# How to deal with orchestral sample timing (slower attack)?



## dr.soundsmith (Feb 1, 2019)

I recently bought Palette Symphonic Sketchpad and Palette Melodics from Red Room Audio as my entry point into orchestral virtual instruments. I am currently working on a metal/rock song that has orchestral sections and I am finding I am having a hard time getting things to feel right with tempo. The samples seem to take a bit to get to the attack of the note, so if perfectly quantized, it sounds out of time. Palette lets you adjust the attack of individual articulations, but it doesn’t really solve the problem. And it seems to be the case for basically every articulation.
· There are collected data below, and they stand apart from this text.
Issue #95, opened 2015-07-06
End of file during parsing


smythp:
On installing Elfeed (either manually or through MELPA) and running M-x elfeed, I get the message "End of file during parsing" in the minibuffer. _Messages_ says it's a problem with elfeed-db-load, but not seeing any unbalanced parens or anything in that function. Any ideas what could be causing this?

smythp:
The index file was corrupted. Deleted it and now Elfeed is working.

danlamanna:
I also encountered this and noticed my index file was size 0. I'm not sure how/why this happened but I'll keep an eye out in the future.

skeeto:
If your write-region-inhibit-fsync is non-nil, then this is a possible
outcome from a system crash or power failure. Since Emacs doesn't use
"fcntl(F_FULLFSYNC)" I believe it's effectively always non-nil for
macOS.

skeeto:
Closing since this is an old issue and a lot has changed.

FrostyX:
This issue happened to me years later (Jan 2023) and removing `~/.elfeed/index` didn't help. However, thank you for the tip @smythp because removing `~/.emacs.d/var/elfeed/db/index` worked.

smythp:
Glad my issue and comment from...eight years ago, yikes...was a help. Have an Emacs-filled 2023.

Issue #80, opened 2015-03-15
Is there a way to recreate the index?


Fuco1:
I closed my emacs now, and after reopening elfeed only thinks I have ~450 things in my index.  When I count all the files in the `data` directory it comes to about 7000.  Is there some way I could recreate the index from scratch?  This means I'm going to loose the read/unread state, but having the search working is more important.

skeeto:
You're seeing garbage in your .elfeed/ directory, that's all. Try
running M-x elfeed-db-compact to compact/optimize the database and
remove all those files. In the end you'll be left with 3 files no matter
how many entries you have. Elfeed tries to run the garbage collector
when Emacs closes to clean these up (e.g. elfeed-db-gc-safe in
kill-emacs-hook).

Why is this? Any time an entry's content changes between updates
(example: YouTube Atom feeds include a view count), it generates a new
"blob" under the data/ subdirectory, so a single entry may have
generated any number of individual files, but at most one is ever in use
per entry. Entries will share blobs if they have the exact same content.

Fuco1:
Well I get about 40 feeds a day, for the past half a year that gives at least 7k items, which about matches the amount of files in the `data` directory.  The index file is now about 200kb, before it used to be 20 megabytes.  

Suppose I deleted the index file, is there a way to rebuild it?  Because I think this is the situation I'm at.

skeeto:
Hmmm, I guess something about the index got corrupted at some point. All
of the significant data is stored in that index file, so the information
is already lost if you're seeing such a big reduction in size. For
comparison to your numbers, at 20k entries, the index on my current
machine is 12MB.

If you're going to delete the index and start over, make sure you have
Emacs closed when you do it. If not, it will restore the index from its
memory when it shuts down. You may as well delete the entire .elfeed/
directory if you go that route, because the data/ subdirectory won't be
relevant anymore either. Elfeed will start a fresh database next time
you use it.

Fuco1:
Out of curiosity, do you version your index file somewhere?

It's not all that important information, but it's nice to have a way to go back and search for something when you need it.

skeeto:
Elfeed doesn't do any sort of versioning of the index. It relies on
Emacs' use of fsync+rename (write-region-inhibit-fsync) to prevent data
loss in the index in the event of a system failure mid-write, so you
should be safe from that. Beyond that you'll have to make the index part
of your normal backups, since there's no way for Elfeed protect it from
a disk failure.

[...]

PR #569, opened 2026-05-03
elfeed-db-save: write index atomically

Stebalien:
Write the elfeed index atomically to avoid corruption. See #95, #80, etc.

### DIFF
--- a/elfeed-db.el
+++ b/elfeed-db.el
@@ -275,8 +275,14 @@ The FEED-OR-ID may be a feed struct or a feed ID (url)."
   (elfeed-db-ensure)
   (setf elfeed-db (plist-put elfeed-db :version elfeed-db-version))
   (mkdir elfeed-db-directory t)
-  (let ((coding-system-for-write 'utf-8))
-    (with-temp-file (expand-file-name "index" elfeed-db-directory)
+  (let* ((coding-system-for-write 'utf-8)
+         (dest (expand-file-name "index" elfeed-db-directory))
+         (temp (concat dest "-tmp"))
+         (write-region-inhibit-fsync nil))
+    ;; We write to a temporary file and rename to avoid corrupting the database
+    ;; on crash. `file-precious-flag' is insufficient as it only works for
+    ;; `save-buffer'.
+    (with-temp-file temp
       (let ((standard-output (current-buffer))
             (print-level nil)
             (print-length nil)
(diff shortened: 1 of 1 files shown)


Stebalien:
Not a replacement for backups, but losing one's index is annoying.

minad:
Makes sense. Should elfeed-db-pack get a similar treatment?

Stebalien:
It should, but it's currently written in two stages: archive then index.

The simplest "atomic" solution is to combine them into a single file (putting the index at the end of the archive). Is that acceptable?

minad:
Maybe we should tolerate a bit of non-atomicity? First save the two temp files, then rename both of them as commit step. It would still be better than the status quo, right?

Stebalien:
How about making the compaction entire process atomic? Instead of compacting then deleting each file we put in the archive:

1. Write the archive/index into a new `data.new` directory.
2. Rename the old `data` directory to `data.old` (there's no way to atomically delete a directory).
3. Rename `data.new` to `data`.
4. Delete `data.old`.

On start:

1. If `data.old` exists, delete it.
2. If `data` doesn't exist but `data.new` does, rename `data.new` to `data`.
3. If both `data.new` and `data` exist, delete `data.new`.

minad:
Sounds good to me!

minad:
I merged this part for now. Regarding the improved compaction, we can work on that later. Feel free to create a PR in case you have something ready. One small problem with the two data.old and data.new directories is that the data.old directory also contains some other unreferenced files, which would be lost by packing, like combining gc+pack.

Stebalien:
Thanks! I started working on it but shelved it for a bit.

> One small problem with the two data.old and data.new directories is that the data.old directory also contains some other unreferenced files

I'm pretty sure any unreferenced files are leftover cruft, right? It looks like `elfeed-db-gc` deletes everything not referenced by the database.

minad:
> I'm pretty sure any unreferenced files are leftover cruft, right? It looks like elfeed-db-gc deletes everything not referenced by the database.

Yes, I believe so. I just wasn't 100% sure if something could get lost, and I found it conceptually a bit less clear if packing implies a direct garbage collection.

Therefore I added the naive implementation via temporary files for now in https://github.com/emacs-elfeed/elfeed/commit/92050986b3e2e28703058648ae884a789036732e. This should reduce the risk a bit.

But of course, I am open to adding the better, fully atomic implementation.

Stebalien:
> Therefore I added the naive implementation via temporary files for now in https://github.com/emacs-elfeed/elfeed/commit/92050986b3e2e28703058648ae884a789036732e. This should reduce the risk a bit.

Yeah, that makes sense. I'll likely get around to this at some point, but the priority has gone from "my db was corrupted" to "my db could theoretically be corrupted again".

PR #575, opened 2026-05-08
Improve spacing alignment in elfeed-search buffer

fuzy112:
Use display property with :align-to to ensure consistent spacing between date and title columns, preventing misalignment issues with variable-width content.

Before the patch: 

Screenshot from 2026-05-09 00-20-58

After the patch:

Screenshot from 2026-05-09 00-20-27


minad:
Thank you, @fuzy112. Merged with small changes in https://github.com/emacs-elfeed/elfeed/commit/b92434b0b18b94402cb6dc1cbbcf92704f2e402e. See also the commits before that which adjust `elfeed-format-column` and `elfeed-search-format-date` to rely on `string-width`.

If I drag the notes to the left a bit, I can get it to sound a little better, but something still seems off. I’ve found that just physically recording the input on the midi keyboard gives the best feel (probably because my brain can compensate a bit for the lag). The problem is, I’m not that great of a piano player and it still isn’t perfect. Then I have a hard time using editing to get it to sound right too. I usually with VIs have liked to record with the keyboard and then use a partial quantize (iterative quantize in Cubase) to get things closer to perfect while still having a human feel. It doesn't work very well in this case.
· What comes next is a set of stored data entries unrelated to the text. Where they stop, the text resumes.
PR #579, opened 2026-05-10
elfeed-db-gc: Scan entry and feed meta data for elfeed-refs

### LINKED ISSUE #376: content gets overridden on elfeed-search-fetch

minad:
Lists are scanned recursively. Other objects are not scanned.

Fixes #376 and #457

### DIFF
--- a/elfeed-db.el
+++ b/elfeed-db.el
@@ -408,7 +408,12 @@ Runs `elfeed-db-unload-hook' after unloading the database."
 
 (defun elfeed-meta (thing key &optional default)
   "Access metadata for THING (entry, feed) under KEY.
-Return DEFAULT if unavailable."
+Return DEFAULT if unavailable.  During `elfeed-db-gc' and
+`elfeed-db-pack', metadata values will be scanned for `elfeed-ref'
+objects, such that references in metadata will be kept alive.  Note that
+only list data structures will be scanned (e.g., cons, list, alist,
+plist).  The data structures must not be cyclic since this is not
+supported by the database format."
   (or (plist-get (elfeed-meta--plist thing) key)
       default))
 
@@ -536,20 +541,42 @@ Return DEFAULT if unavailable."
                  (remhash id elfeed-db-feeds)))
              elfeed-db-feeds)))
 
+(defun elfeed-db--scan-1 (cb obj)
+  "Scan OBJ for `elfeed-ref' references and call CB for each reference."
+  ;; Written out as a loop to scan lists efficiently since Elisp lacks TCO.
+  ;; Note that cyclic objects are not supported by the database format.
+  (while (cond
+          ((elfeed-ref-p obj)
+           (funcall cb obj)
+           nil)
+          ((consp obj)
+           (elfeed-db--scan-1 cb (car obj))
+           (setf obj (cdr obj))))))
+
+(defun elfeed-db--scan (cb)
+  "Scan database for `elfeed-ref' references and call CB for each reference."
+  (let ((feeds (make-hash-table :test #'equal)))
+    (elfeed-db-visit (entry)
+      ;; Search for references in content, entry metadata and feed metadata
+      (elfeed-db--scan-1 cb (elfeed-entry-content entry))
+      (elfeed-db--scan-1 cb (elfeed-entry-meta entry))
+      ;; Only scan feed metadata once. Keep track of feeds in feeds.
+      (unless (gethash (elfeed-entry-feed-id entry) feeds)
+        (setf (gethash (elfeed-entry-feed-id entry) feeds) t)
+        (elfeed-db--scan-1 cb (elfeed-feed-meta (elfeed-entry-feed entry)))))))
+
 (defun elfeed-db-gc (&optional stats-p)
   "Clean up unused content from the content database.
 If STATS-P is true, return the space cleared in bytes."
   (elfeed-db-gc-empty-feeds)
   (let* ((data (expand-file-name "data" elfeed-db-directory))
          (dirs (directory-files data t "\\`[0-9a-z]\\{2\\}\\'"))
-         (ids (cl-mapcan (lambda (d) (directory-files d nil nil t)) dirs))
-         (table (make-hash-table :test 'equal)))
+         (ids (mapcan (lambda (d) (directory-files d nil nil t)) dirs))
+         (table (make-hash-table :test #'equal)))
     (dolist (id ids)
       (setf (gethash id table) nil))
-    (elfeed-db-visit (entry)
-      (let ((content (elfeed-entry-content entry)))
-        (when (elfeed-ref-p content)
-          (setf (gethash (elfeed-ref-id content) table) t))))
+    (elfeed-db--scan
+     (lambda (ref) (setf (gethash (elfeed-ref-id ref) table) t)))
     (cl-loop for id hash-keys of table using (hash-value used)
              for used-p = (or used (member id '("." "..")))
              when (and (not used-p) stats-p)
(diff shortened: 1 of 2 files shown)


minad:
@zabe40 @gnomon- Please check if this works for your use cases.

minad:
@yantar92 Could you please give this a close look, since it touches the DB and GC code? We don't want any data loss.

yantar92:
Does not look like there will be data loss. But I have comments on the code.

elfeed-db.el
```diff
@@ -598,21 +598,41 @@ Return DEFAULT if unavailable."
...
+VISITED in order to avoid scanning objects multiple times, which matters
+in particular if objects have cycles."
+  ;; Written out as a loop to scan lists efficiently since Elisp lacks TCO.
+  (while (cond
+          ((elfeed-ref-p obj)
+           (setf (gethash (elfeed-ref-id obj) refs) t)
+           nil)
+          ((consp obj)
+           (unless (gethash obj visited)
+             (setf (gethash obj visited) t)
```
yantar92: Do remember that gethash is not reliable for deeply nested lists. Hashes are only computed up to certain nesting depth. If two different lists are differenent beyond that nesting, hashes will remain identical.

elfeed-db.el
```diff
@@ -598,21 +598,41 @@ Return DEFAULT if unavailable."
...
+  "Trace OBJ for `elfeed-ref' references.
+Found references are stored in REFS.  Visited objects are stored in
+VISITED in order to avoid scanning objects multiple times, which matters
+in particular if objects have cycles."
+  ;; Written out as a loop to scan lists efficiently since Elisp lacks TCO.
+  (while (cond
+          ((elfeed-ref-p obj)
+           (setf (gethash (elfeed-ref-id obj) refs) t)
+           nil)
+          ((consp obj)
```
yantar92, line 552: I can see that consp recursion is specifically aiming for elfeed-entry-meta plists. But note that someone using a hash table or vector inside will run into misses. On the other hand, GC is a rabit hole (e.g. see memory-report.el). Not sure how deep we need to dive into it.

elfeed-db.el
```diff
@@ -598,21 +598,41 @@ Return DEFAULT if unavailable."
...
     (dolist (id ids)
-      (setf (gethash id table) nil))
-    (with-elfeed-db-visit (entry _)
-      (let ((content (elfeed-entry-content entry)))
-        (when (elfeed-ref-p content)
-          (setf (gethash (elfeed-ref-id content) table) t))))
-    (cl-loop for id hash-keys of table using (hash-value used)
+      (setf (gethash id refs) nil))
+    (with-elfeed-db-visit (entry feed)
+      (clrhash visited)
```
yantar92: Do you want to clear visited on every single entry? What about cross-entry references?

elfeed-db.el
```diff
@@ -598,21 +598,41 @@ Return DEFAULT if unavailable."
...
+      ;; Search for references in content, entry metadata and feed metadata
+      (elfeed-db--trace visited refs (elfeed-entry-content entry))
+      (elfeed-db--trace visited refs (elfeed-entry-meta entry))
+      (elfeed-db--trace visited refs (elfeed-feed-meta feed)))
```
yantar92: This will run repeatedly for every entry in the feed.

elfeed-db.el
```diff
@@ -598,21 +598,41 @@ Return DEFAULT if unavailable."
...
-      (setf (gethash id table) nil))
-    (with-elfeed-db-visit (entry _)
-      (let ((content (elfeed-entry-content entry)))
-        (when (elfeed-ref-p content)
-          (setf (gethash (elfeed-ref-id content) table) t))))
-    (cl-loop for id hash-keys of table using (hash-value used)
+      (setf (gethash id refs) nil))
+    (with-elfeed-db-visit (entry feed)
+      (clrhash visited)
+      ;; Search for references in content, entry metadata and feed metadata
```
yantar92: This gotta be documented.

elfeed-db.el
minad: Yes, I want to avoid that the hash table grows too much, since at this point we might get a negative performance impact. Cross entry references are not really allowed, but even if they exist, each entry would be scanned separately.

elfeed-db.el
minad: I know, yes. Perhaps the performance impact of this repeated scan is worse than keeping the larger visited hash?

elfeed-db.el
minad: Indeed. Probably in the docstring of `elfeed-meta`.

elfeed-db.el
minad: The problem is that for lists every cons cell is added to the visited hash to ensure that the scanner does not hang on cyclic objects. This means that the visited hash table might grow a lot. We don't know what people store inside the meta data, so we must guard against cycles.

elfeed-db.el
minad: No, I use `:test #'eq` here, this is a hash on object identity!

elfeed-db.el
minad: Well. We do not support scanning for references at all right now. If we document that we only scan for references in list data structures, it should be okay.

elfeed-db.el
yantar92: Why not simply looping over lists then?

elfeed-db.el
minad: Also if users come and tell us that they store large hash tables or vectors, then we can reconsider. But then, this is malpractice. Larger data should be stored externally via a ref. No large objects should be stored inside the elfeed-entry and elfeed-feed objects. This means lists/alists/plists should suffice.

yantar92: I agree that documenting is the best way to go.

elfeed-db.el
minad: For cycles garbage collection will hang. Since we do not control the metadata we cannot risk that.

elfeed-db.el
minad: Resolved in https://github.com/emacs-elfeed/elfeed/pull/579/commits/0b7ad0bdbf0dc0de9c57a2e7d77bde3c8e160454.

elfeed-db.el
minad: Documented in https://github.com/emacs-elfeed/elfeed/pull/579/commits/0b7ad0bdbf0dc0de9c57a2e7d77bde3c8e160454.

elfeed-db.el
yantar92: Looking into memory-report.el, it does not look like hash table size is an issue to worry about.

yantar92: You are right about loops, of course.

minad: > Looking into memory-report.el, it does not look like hash table size is an issue to worry about.

If we track every single cons cell in the metadata over the entire database it feels wrong. I cannot guarantee that this won't lead to problems, therefore the additional care.

yantar92: At worst, it is a hash for every cons cell. May be some extra memory usage, but it is comparable to what the ordinary GC does frequently anyway.

yantar92: I also tested on my db with 240k records, and nothing catastrophic happens without clrhash. Of course, another story is for people who actually have references to trace, but I do not expect probels in practice.

minad: No, the ordinary GC keeps track of objects via a mark bit. One bit per object, not one hash entry per object.

minad: I improved the implementation. The clrhash stays to keep the table small, and there is an additional hash to avoid rescanning the feeds. I hate the complexity though.

yantar92: Ok. Let's not pedal this then. I am ok to leave the limitation and just say that cross-references are not supported.

minad: Another option mentioned in #457: Treat the metadata list as flat and only scan for refs on the first level.

Basically this:

~~~
(when (proper-list-p metadata-list)
  (dolist (val metadata-list)
    (when (elfeed-ref-p val)
      (mark val)))
~~~

The visited-feed table might still be needed. But we would avoid the visited-cons table. However I wonder if this is way too restricted for users. It would be good to solve this, such that it works in general.

yantar92: That will be weird. Different rules for scanning different things tend to be confusing on the user side.

elfeed-db.el
minad: Fixed by visited-feed hash table.

minad:
@yantar92 I'd appreciate another critical look. I extracted the function `elfeed-db--scan` and use it in both `elfeed-db-gc` and `elfeed-db-pack`. I think it is okay like this, since the details are abstracted away in `elfeed-db--scan`. What do you think?

minad:
One more simplification: Since the database format does not use cycles (print-circles=nil), we can also avoid this here, and get rid of the visited-cons hash table. There is no need to lift the restriction to solve the problem of scanning for elfeed-refs in metadata. This means a large part of our discussion above wasn't actually necessary :/ But well, we end up with simpler code, so I am happy.

yantar92:
> One more simplification: Since the database format does not use cycles (print-circles=nil), we can also avoid this here, and get rid of the visited-cons hash table. There is no need to lift the restriction to solve the problem of scanning for elfeed-refs in metadata. This means a large part of our discussion above wasn't actually necessary :/ But well, we end up with simpler code, so I am happy.

Probably need to make sure that this limitation is written down somewhere.

minad:
> Probably need to make sure that this limitation is written down somewhere.

Yes, this is a documented historical limitation. See the commentary in elfeed-db.el. I've also documented this in the `elfeed-meta` docstring.

We could lift the cycle restriction at some later point, but this may also lead to difficulties if we experiment with alternative databases. I would avoid lifting any restriction as long as there is no explicit need. This PR should only address the references in metadata problem and nothing else.

yantar92:

> I would avoid lifting any restriction as long as there is no explicit
> need

+1

-- 
Ihor Radchenko // yantar92,
Org mode maintainer,

zabe40:
> Please check if this works for your use cases.

Yes this works, thanks so much!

I’m assuming this is something common to many libraries, so I’m looking for advice on how to handle this. I wrote a brief orchestral piece a month ago and it wasn’t so much of an issue because everything fit together pretty well, but for rock music in which locking to the grid is important, it’s difficult to work with. How do you deal with timing issues of samples? Do you have any tricks for getting things to be in time? Is there a way to quantize to an offbeat position for example? Or do you have a good way of figuring out how far the notes need to be dragged over?

I’m using Cubase. If anyone uses Palette and/or Cubase and has any insights, that would be great, but other input is most welcome.

Thanks for the help!


----------



## karelpsota (Feb 1, 2019)

Sometimes they mention the true start times in the manual.
They will also suggest the track delay needed for each articulation.
It's usually -60ms for spiccatos, -120 ms for staccato, legato.
(-30 ms for the Scarbee Rickenbacker bass).

As you said, it's not always consistent with different round robins.
So the best solution is to get it the closest timing with track delay, then print to audio and nudge the samples that are a bit off.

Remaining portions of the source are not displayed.